The damage that Middle East Respiratory Syndrome (MERS) had inflicted on us in the two months since mid-May is severe. It has caused not only enormous economic loss, but also discomfort and anxiety felt by everyone in the country. But, most of all, it took the precious lives of 36 people. Nobody suspected that a virus too small to be seen with a regular microscope could cause this much fear in the 21st century, with cutting-edge technology available. This may even be referred to as the virus’ revolt. This incident will likely cause the Korean government to strengthen the public health measures that prevent and control infectious diseases, and cause hospitals to put more effort into treating individuals who are in quarantine. Nevertheless, there is no guarantee that these measures will eliminate the risk posed by infectious viral diseases.
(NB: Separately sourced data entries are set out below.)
PR #7813, opened 2026-05-10
fix React NodeView batching and selection sync

### LINKED ISSUE #7811: [Bug]: Maximum update depth exceeded permanently breaks editor after large React-NodeView dispatch
### Affected versions
`@tiptap/react@3.22.3` and `@3.23.1` (latest). React 19, Vite + Vanilla JS or Next.js. All file/line references below are pinned to `v3.23.1`.

### Repro
https://github.com/szilard-dobai/tiptap-flushsync-repro
CodeSandbox: https://codesandbox.io/s/github/szilard-dobai/tiptap-flushsync-repro

Three buttons demonstrate that the trigger doesn't matter — `view.dispatch` from a React event handler, `view.dispatch` via `setTimeout`, and a synthetic `ClipboardEvent` all reproduce identically. Threshold is ~50.

### Trigger conditions
Two ingredients are both required:

1. A single transaction creates >50 React-backed NodeView instances. (Realistic for paste / `setContent` / programmatic dispatch.)
2. The NodeView's React component fires `setState` from a mount-time `useEffect` — i.e. anything that lazy-initializes a library, measures the DOM, hydrates state from a ref, etc. _Trivial_ NodeViews that render purely from props don't reproduce, but most real-world NodeViews do. (We originally hit this with an `equation` NodeView that lazy-loads a MathML editor.)

### Persistence
Once a single dispatch trips the limit, _every subsequent dispatch_ throws — even one inserting only ~40 atoms. Page reload required. React's `nestedUpdateCount` only resets when a commit drains all pending work; the editor's churn from `useSyncExternalStore` re-renders never lets that happen.

### Why
1. Paste / dispatch creates one transaction containing N>50 React-backed NodeView nodes.
2. `EditorView.updateStateInner` walks the doc and constructs a `ReactNodeView` per new node.
3. Each `ReactNodeView.mount()` instantiates a `ReactRenderer`, whose constructor calls `flushSync(() => this.render())` ([ReactRenderer.tsx#L188](https://github.com/ueberdosis/tiptap/blob/v3.23.1/packages/react/src/ReactRenderer.tsx#L188)) when `editor.isEditorContentInitialized` is true.
4. `render()` calls `editor.contentComponent.setRenderer(id, this)` ([ReactRenderer.tsx#L234](https://github.com/ueberdosis/tiptap/blob/v3.23.1/packages/react/src/ReactRenderer.tsx#L234) → [EditorContent.tsx#L65](https://github.com/ueberdosis/tiptap/blob/v3.23.1/packages/react/src/EditorContent.tsx#L65)), which synchronously notifies the `Portals` `useSyncExternalStore` subscriber.
5. Each NodeView's React component fires `setState` in a mount-time `useEffect`. That state update is "pending work" after the flushSync commit, so React increments `nestedUpdateCount`. After 50 of these in one update cycle, `getRootForUpdatedFiber` throws.

### Notable
Tiptap **already protects against this for initial mount** — [EditorContent.tsx#L123-L125](https://github.com/ueberdosis/tiptap/blob/v3.23.1/packages/react/src/EditorContent.tsx#L123-L125) calls `createNodeViews()` _before_ setting `isEditorContentInitialized = true`, so the initial population takes the `queueMicrotask` branch in `ReactRenderer` and never trips the limit even with hundreds of NodeViews. The same protection just isn't available for bulk dispatches that happen later (paste, `setContent`, programmatic insert).

### Stack trace from the CodeSandbox repro
```
at getRootForUpdatedFiber              (react-dom)
at enqueueConcurrentRenderForLane      (react-dom)
at forceStoreRerender                  (useSyncExternalStore subscriber)
at Set.forEach (subscribers)
at Object.setRenderer                  (EditorContent.tsx, line 65)
at ReactRenderer.render                (ReactRenderer.tsx, line 234)
at flushSync                           (ReactRenderer.tsx, line 188)
```

(Vite minifies/hoists the deeper frames above `flushSync`. In a Next.js + React 19 dev build the same throw shows the rest of the chain: `new ReactRenderer` → `ReactNodeView.mount` → `NodeViewDesc.create` → `iterDeco` / `updateChildren` → `EditorView.updateStateInner` → `Editor.dispatchTransaction`, with `doPaste` at the bottom when the trigger is a real paste event.)

### Workaround
Toggle `editor.isEditorContentInitialized = false` from `editorProps.handlePaste`, restore in a `queueMicrotask`. Forces `ReactRenderer` down its `else` branch (`queueMicrotask` instead of `flushSync`) so subscriber notifications batch into a single `Portals` re-render. The flag is internal — a public API for "render NodeViews asynchronously during this transaction" would be appreciated, since the alternative is reaching into private state.

```tsx
  const editor = useEditor({
    // ...
    editorProps: {
      handlePaste: (view) => {
        const editor: ReactRenderer["editor"] | undefined = (
          view.dom as TiptapEditorHTMLElement
        ).editor;
        if (!editor) return false;
        const wasInitialized = editor.isEditorContentInitialized;
        editor.isEditorContentInitialized = false;
        queueMicrotask(() => {
          editor.isEditorContentInitialized = wasInitialized;
        });
        return false;
      },
    },
  });
```

### Related (closed)
- #3764 — same flushSync mechanism
- #3976 — closed against v2 with "fixed in 2.6.0", but `flushSync` is still present in 3.22.x and 3.23.1
- #4695 — same as above
- #2985 — PR that introduced `flushSync`
- #3188 — PR that moved part of it to `queueMicrotask` (the branch the workaround exploits)

bdbch:
## Changes Overview

Batch React NodeView portal updates per ProseMirror view update, instead of flushing each NodeView separately. Also restore the early `contentDOM` attachment needed for selection-sensitive NodeView inserts.

## Implementation Approach

Added a protected `updateViewState` override point in core, then implemented the React batching behavior in `@tiptap/react`. React `EditorContent` now batches portal-store notifications, and React NodeViews keep their editable content container attached early so ProseMirror and React stay aligned.

## Testing Done

- `pnpm vitest run packages/react/src/Editor.spec.ts`
- `pnpm vitest run packages/react/src/EditorContent.spec.ts`
- `pnpm test:unit`

## Verification Steps

- Test the ReactComponentContent demo and press `Mod+Enter` inside the editable NodeView.
- Paste or `setContent` a large number of React NodeViews and confirm the maximum update depth error no longer occurs.

## Additional Notes

This adds a new core override seam for framework-specific view-update coordination, while keeping the batching logic in `@tiptap/react`.

## Checklist

## Related Issues

- Fixes #7811

### DIFF
--- a/.changeset/fair-forks-protect.md
+++ b/.changeset/fair-forks-protect.md
@@ -1,0 +1,7 @@
+---
+'@tiptap/core': minor
+---
+
+Add a protected `updateViewState` method to `Editor` as an override point for framework-specific editor subclasses that need to coordinate work around ProseMirror view updates.
+
+This allows integrations such as `@tiptap/react` to hook into editor view updates without adding framework-specific logic to the core package.
--- a/.changeset/quiet-mice-promise.md
+++ b/.changeset/quiet-mice-promise.md
@@ -1,5 +1,5 @@
 ---
-'@tiptap/react': patch
+'@tiptap/react': minor
 ---
 
 Batch React NodeView portal updates for each ProseMirror view update instead of triggering a separate `flushSync`-driven portal update for every NodeView.
--- a/.changeset/quiet-mice-promise.md
+++ b/.changeset/quiet-mice-promise.md
@@ -1,0 +1,7 @@
+---
+'@tiptap/react': patch
+---
+
+Batch React NodeView portal updates for each ProseMirror view update instead of triggering a separate `flushSync`-driven portal update for every NodeView.
+
+This reduces React update churn during bulk NodeView creation, such as paste, `setContent`, or other transactions that insert many React-backed NodeViews at once, while preserving selection-sensitive NodeView behavior.
--- a/packages/core/src/Editor.ts
+++ b/packages/core/src/Editor.ts
@@ -277,7 +277,7 @@ export class Editor extends EventEmitter<EditorEvents> {
       this.view.setProps(this.options.editorProps)
     }
 
-    this.view.updateState(this.state)
+    this.updateViewState(this.state)
   }
 
   /**
@@ -377,7 +377,7 @@ export class Editor extends EventEmitter<EditorEvents> {
 
     const state = this.state.reconfigure({ plugins })
 
-    this.view.updateState(state)
+    this.updateViewState(state)
 
     return state
   }
@@ -415,7 +415,7 @@ export class Editor extends EventEmitter<EditorEvents> {
       plugins,
     })
 
-    this.view.updateState(state)
+    this.updateViewState(state)
 
     return state
   }
@@ -556,7 +556,7 @@ export class Editor extends EventEmitter<EditorEvents> {
       plugins: this.extensionManager.plugins,
     })
 
-    this.view.updateState(newState)
+    this.updateViewState(newState)
 
     this.prependClass()
     this.injectCSS()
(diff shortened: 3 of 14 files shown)


bdbch:
I'll make this a WIP again as I'm not sure about the API changes and the implications for existing users.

This is because, no matter how small it may be, a virus is still a “living organism” which has an innate disposition for self-growth and development, and even if science hurries to develop vaccines and drugs, viruses are able to mutate at any time, to appear as a more fearful disease.
Taking an epidemiological point of view, it is important to take all preventive measures of infectious diseases in advance. In order to do so, effective vaccines need to be developed, and public health systems must be continually kept ready. However, with the currently high number of foreign travelers and infections that are undetectable before symptoms appear, it is not easy for the government or medical institutions to maintain such prepared infectious disease preventive systems.
In this sense, motivating patients who have been definitively diagnosed, or who are suspected of being infected, to take voluntary measures to prevent the disease’s transmission may be considered the most critical part of preventing an infectious disease becoming an epidemic. This is because there is no way to completely stop the spread of infectious diseases unless patients and those who may be infected avoid contact with others out of “consideration” as a form of mature civic awareness, even though they may be inconvenienced by such actions. In fact, in countries such as the United States, Australia, and Japan, people who are returning from traveling to areas with prevalent infectious diseases are being placed under protective care if necessary, based on voluntary reporting.
I recall a recent comment made by a humanities scholar, to the effect that infectious diseases do not spread in order to torment humans, but may actually function as a mechanism causing humans to live less selfishly and more “like human beings,” through the formation of a balanced relationship between viruses and humans. That is, “humanistic introspection,” which takes others into consideration, is the most effective means of preventing the spread of frightening infectious diseases like MERS. I believe this may be the most important lesson we should learn from the recent MERS epidemic in Korea.

The author has no conflicts of interest to declare for this study.